(DATA EXTRACTS begins)

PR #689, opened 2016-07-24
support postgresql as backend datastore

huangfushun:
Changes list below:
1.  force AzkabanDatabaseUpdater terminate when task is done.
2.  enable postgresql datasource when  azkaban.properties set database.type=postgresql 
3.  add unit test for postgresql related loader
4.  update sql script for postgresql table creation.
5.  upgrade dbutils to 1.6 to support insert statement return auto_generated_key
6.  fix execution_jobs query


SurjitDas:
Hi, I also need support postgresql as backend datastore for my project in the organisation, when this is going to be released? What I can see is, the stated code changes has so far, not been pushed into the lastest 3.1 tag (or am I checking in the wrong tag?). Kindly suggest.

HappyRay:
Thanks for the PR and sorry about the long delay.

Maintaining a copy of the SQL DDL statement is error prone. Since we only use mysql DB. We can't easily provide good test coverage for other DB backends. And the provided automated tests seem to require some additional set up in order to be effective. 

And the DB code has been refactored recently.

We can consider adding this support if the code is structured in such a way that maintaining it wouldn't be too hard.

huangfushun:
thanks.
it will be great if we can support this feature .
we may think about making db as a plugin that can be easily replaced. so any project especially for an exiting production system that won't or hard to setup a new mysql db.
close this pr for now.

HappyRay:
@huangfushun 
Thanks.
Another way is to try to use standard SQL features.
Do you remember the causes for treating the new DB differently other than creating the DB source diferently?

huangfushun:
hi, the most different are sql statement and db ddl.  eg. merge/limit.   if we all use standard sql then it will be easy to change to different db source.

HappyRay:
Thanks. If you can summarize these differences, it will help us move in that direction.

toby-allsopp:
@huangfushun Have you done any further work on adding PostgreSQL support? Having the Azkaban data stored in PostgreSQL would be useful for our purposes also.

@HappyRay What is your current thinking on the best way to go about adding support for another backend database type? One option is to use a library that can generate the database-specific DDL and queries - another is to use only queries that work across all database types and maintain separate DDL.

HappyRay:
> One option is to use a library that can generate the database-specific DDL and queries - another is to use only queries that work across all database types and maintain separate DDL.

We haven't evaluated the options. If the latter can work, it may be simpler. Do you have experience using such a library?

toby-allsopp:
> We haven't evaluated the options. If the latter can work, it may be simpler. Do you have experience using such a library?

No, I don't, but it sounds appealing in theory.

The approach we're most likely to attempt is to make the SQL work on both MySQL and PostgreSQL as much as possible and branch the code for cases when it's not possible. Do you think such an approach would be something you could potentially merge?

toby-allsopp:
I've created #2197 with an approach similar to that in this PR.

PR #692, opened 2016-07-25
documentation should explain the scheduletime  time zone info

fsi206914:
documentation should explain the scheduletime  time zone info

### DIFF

(DATA EXTRACTS ends)
(DATA EXTRACTS begins)

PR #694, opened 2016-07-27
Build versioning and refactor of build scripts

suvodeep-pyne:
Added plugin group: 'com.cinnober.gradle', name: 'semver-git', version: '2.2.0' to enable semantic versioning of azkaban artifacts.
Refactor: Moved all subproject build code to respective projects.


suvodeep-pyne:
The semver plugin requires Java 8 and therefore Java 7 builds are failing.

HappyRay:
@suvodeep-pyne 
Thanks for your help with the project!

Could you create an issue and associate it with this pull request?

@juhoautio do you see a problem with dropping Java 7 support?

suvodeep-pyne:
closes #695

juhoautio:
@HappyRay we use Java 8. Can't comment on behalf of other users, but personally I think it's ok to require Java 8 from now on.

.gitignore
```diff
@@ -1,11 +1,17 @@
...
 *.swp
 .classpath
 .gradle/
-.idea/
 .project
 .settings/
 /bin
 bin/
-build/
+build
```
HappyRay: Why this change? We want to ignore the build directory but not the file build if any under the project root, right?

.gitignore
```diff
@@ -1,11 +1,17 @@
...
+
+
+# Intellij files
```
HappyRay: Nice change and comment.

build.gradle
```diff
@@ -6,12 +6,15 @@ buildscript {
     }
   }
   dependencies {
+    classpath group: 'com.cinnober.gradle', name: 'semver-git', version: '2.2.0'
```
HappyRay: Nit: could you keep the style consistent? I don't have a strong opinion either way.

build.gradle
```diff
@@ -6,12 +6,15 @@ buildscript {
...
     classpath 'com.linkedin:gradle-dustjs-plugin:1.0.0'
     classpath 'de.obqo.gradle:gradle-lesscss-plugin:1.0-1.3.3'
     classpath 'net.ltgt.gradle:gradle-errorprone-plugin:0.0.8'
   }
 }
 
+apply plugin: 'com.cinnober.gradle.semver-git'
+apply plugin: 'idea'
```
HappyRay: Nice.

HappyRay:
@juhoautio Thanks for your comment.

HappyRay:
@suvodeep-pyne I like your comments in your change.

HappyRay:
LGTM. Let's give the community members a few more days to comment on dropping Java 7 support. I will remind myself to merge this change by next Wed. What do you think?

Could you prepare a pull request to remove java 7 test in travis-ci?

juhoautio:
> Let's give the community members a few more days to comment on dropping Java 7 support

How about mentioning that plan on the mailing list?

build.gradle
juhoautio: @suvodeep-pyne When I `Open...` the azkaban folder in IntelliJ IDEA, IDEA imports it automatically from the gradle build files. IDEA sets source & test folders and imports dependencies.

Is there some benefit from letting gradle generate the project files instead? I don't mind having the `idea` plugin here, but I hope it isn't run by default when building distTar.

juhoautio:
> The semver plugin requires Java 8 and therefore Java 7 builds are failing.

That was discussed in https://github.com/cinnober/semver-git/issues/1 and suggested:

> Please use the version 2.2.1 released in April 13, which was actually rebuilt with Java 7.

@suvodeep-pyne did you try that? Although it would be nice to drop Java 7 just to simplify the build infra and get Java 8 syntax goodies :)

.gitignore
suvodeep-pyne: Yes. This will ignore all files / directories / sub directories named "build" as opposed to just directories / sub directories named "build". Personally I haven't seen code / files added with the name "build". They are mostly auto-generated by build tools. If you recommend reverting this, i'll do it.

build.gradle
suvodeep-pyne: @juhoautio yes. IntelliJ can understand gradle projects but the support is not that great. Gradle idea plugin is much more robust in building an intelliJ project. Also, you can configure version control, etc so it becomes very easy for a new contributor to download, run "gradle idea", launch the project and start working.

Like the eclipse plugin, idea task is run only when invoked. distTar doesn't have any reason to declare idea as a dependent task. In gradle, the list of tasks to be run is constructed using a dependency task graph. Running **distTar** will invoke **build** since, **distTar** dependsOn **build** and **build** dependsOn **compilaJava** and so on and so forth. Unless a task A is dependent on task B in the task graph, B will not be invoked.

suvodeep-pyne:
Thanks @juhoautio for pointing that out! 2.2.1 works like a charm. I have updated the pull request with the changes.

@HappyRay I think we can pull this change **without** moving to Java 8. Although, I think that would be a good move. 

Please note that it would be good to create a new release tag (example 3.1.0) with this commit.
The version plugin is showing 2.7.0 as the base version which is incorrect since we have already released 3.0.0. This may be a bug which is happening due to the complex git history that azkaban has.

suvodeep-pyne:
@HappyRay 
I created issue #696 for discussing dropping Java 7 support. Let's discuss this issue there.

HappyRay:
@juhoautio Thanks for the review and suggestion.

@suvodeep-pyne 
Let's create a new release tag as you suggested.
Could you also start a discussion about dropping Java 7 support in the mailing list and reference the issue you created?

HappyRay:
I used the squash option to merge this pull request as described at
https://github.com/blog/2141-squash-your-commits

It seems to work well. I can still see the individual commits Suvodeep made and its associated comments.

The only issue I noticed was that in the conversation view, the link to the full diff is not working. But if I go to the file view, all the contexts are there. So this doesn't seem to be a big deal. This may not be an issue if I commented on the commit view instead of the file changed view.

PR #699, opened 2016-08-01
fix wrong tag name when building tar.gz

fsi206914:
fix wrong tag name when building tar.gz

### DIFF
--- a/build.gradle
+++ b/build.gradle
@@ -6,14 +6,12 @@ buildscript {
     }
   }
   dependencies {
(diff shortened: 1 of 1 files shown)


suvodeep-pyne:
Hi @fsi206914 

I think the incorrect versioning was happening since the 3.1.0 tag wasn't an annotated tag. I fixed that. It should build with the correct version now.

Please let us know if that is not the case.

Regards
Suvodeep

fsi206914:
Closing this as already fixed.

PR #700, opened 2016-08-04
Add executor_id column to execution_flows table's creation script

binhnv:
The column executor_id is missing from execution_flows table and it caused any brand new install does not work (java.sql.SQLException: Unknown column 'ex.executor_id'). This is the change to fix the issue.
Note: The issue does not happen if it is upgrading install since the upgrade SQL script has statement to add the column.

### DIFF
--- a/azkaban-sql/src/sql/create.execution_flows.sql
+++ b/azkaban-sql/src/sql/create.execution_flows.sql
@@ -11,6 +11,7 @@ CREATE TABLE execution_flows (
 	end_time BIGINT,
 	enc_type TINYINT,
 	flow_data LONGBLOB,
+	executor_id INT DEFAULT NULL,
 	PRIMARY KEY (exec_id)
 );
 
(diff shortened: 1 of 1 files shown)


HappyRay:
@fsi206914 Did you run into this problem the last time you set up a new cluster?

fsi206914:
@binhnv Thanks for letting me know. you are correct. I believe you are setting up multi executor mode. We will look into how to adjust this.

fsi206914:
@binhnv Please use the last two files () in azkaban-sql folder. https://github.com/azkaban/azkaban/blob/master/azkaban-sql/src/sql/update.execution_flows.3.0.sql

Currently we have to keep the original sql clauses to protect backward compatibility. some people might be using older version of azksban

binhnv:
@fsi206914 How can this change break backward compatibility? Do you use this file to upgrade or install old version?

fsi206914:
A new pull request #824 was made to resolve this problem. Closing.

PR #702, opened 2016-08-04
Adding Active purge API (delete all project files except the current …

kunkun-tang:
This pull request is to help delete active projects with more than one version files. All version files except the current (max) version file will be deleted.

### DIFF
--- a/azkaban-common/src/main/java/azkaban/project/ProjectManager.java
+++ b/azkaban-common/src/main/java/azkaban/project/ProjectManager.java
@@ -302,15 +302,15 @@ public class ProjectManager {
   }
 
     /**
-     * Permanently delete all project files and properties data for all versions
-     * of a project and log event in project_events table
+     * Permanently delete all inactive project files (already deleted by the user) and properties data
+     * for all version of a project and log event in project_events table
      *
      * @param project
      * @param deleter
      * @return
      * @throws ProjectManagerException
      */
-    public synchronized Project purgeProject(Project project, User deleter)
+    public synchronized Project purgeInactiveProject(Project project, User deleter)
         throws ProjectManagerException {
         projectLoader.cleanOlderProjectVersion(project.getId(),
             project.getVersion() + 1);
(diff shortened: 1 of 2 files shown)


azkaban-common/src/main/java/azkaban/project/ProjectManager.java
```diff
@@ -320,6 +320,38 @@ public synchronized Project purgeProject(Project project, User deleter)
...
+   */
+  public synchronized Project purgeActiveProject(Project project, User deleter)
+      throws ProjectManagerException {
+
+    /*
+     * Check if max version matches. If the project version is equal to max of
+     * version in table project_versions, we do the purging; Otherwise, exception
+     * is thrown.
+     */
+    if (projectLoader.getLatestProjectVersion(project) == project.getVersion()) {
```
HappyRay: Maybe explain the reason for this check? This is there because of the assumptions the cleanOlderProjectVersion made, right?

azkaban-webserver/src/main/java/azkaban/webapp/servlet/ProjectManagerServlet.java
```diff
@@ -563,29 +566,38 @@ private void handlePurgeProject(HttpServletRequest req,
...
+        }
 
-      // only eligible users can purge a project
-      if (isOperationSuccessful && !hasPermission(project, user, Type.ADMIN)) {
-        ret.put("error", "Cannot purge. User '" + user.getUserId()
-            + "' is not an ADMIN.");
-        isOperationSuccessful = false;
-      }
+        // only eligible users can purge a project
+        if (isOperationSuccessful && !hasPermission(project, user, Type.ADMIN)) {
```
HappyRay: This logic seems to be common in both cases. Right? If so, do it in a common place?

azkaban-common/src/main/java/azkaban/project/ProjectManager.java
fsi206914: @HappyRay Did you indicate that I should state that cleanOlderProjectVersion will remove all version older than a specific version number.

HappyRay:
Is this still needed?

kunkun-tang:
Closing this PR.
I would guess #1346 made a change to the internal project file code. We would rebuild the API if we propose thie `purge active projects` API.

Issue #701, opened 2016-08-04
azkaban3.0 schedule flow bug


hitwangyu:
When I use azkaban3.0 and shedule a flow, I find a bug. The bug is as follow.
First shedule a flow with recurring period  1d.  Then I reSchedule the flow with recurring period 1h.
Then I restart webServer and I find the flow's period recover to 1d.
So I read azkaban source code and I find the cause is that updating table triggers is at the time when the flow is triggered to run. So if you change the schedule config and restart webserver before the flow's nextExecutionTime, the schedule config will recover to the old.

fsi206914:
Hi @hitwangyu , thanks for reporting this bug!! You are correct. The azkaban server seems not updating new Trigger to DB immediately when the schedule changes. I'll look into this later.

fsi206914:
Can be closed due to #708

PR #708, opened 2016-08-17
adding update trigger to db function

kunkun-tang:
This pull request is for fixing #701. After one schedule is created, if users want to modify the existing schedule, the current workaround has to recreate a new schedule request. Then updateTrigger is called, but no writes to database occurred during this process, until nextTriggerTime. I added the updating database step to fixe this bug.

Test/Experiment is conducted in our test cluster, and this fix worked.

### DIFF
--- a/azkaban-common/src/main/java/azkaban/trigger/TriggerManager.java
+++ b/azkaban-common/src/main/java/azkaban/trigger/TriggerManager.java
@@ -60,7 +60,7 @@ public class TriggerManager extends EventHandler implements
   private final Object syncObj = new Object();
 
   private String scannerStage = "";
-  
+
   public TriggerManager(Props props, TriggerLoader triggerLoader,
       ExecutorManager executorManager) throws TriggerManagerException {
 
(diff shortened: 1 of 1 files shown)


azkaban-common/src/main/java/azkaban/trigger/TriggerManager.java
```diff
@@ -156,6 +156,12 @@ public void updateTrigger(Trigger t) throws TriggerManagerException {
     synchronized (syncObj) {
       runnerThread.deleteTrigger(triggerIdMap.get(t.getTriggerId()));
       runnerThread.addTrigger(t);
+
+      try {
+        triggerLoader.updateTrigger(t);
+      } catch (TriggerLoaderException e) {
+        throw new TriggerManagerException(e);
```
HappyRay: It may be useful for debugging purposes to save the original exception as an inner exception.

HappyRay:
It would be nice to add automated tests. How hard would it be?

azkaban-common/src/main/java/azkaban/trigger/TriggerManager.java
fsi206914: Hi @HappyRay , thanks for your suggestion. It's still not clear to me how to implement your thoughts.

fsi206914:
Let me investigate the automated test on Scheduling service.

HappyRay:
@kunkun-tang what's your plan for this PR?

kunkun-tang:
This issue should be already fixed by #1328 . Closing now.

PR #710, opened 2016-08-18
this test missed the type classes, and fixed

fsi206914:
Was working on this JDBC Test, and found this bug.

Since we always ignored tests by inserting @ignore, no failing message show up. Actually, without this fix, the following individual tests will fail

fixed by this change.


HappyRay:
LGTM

(DATA EXTRACTS ends)
(DATA EXTRACTS begins)

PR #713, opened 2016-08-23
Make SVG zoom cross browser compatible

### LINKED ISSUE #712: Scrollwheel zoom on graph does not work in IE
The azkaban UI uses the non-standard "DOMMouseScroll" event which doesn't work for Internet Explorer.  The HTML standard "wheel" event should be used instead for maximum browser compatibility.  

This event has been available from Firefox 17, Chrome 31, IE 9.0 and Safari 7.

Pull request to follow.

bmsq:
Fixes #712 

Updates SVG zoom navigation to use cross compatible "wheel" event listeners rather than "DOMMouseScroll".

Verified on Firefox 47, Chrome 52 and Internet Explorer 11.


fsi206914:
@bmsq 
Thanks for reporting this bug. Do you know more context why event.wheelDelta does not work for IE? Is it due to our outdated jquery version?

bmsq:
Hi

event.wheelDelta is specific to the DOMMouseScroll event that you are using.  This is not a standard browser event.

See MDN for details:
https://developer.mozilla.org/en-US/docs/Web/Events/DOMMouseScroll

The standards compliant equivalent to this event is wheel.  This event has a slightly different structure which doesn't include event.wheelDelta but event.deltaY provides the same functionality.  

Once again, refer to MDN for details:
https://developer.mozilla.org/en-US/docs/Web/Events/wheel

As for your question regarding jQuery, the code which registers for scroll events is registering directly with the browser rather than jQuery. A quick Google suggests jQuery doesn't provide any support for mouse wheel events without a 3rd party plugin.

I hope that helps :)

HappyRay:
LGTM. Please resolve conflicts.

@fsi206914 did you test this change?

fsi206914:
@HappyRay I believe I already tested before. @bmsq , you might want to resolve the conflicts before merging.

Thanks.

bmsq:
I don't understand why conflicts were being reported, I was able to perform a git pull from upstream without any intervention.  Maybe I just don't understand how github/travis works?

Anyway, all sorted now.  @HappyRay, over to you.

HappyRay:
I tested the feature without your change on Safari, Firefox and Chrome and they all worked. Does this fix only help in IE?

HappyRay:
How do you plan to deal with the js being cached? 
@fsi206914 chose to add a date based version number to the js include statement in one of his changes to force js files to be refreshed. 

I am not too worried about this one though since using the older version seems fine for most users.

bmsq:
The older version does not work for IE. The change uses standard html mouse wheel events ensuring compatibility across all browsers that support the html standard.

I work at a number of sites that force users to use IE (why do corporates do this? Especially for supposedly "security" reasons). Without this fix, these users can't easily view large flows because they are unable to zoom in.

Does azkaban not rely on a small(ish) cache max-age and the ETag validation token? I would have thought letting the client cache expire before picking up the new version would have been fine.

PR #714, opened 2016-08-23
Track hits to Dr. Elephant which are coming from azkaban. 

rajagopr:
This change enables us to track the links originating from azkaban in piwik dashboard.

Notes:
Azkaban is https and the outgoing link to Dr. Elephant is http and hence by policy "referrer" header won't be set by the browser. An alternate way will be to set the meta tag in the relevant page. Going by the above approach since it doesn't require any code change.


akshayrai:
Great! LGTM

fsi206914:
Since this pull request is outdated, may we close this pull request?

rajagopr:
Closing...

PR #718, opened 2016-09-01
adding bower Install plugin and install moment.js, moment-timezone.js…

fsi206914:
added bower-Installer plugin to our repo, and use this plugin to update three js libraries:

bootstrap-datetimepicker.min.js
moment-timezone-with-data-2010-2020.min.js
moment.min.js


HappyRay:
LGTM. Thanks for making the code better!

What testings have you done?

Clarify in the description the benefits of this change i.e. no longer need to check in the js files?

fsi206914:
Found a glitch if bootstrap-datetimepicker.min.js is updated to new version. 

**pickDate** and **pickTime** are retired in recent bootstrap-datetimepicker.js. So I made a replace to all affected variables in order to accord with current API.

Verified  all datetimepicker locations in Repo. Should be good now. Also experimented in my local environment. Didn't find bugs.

(DATA EXTRACTS ends)

Looking at the records, how many lines include "merge"? Respond with the number only.

RESULT: 4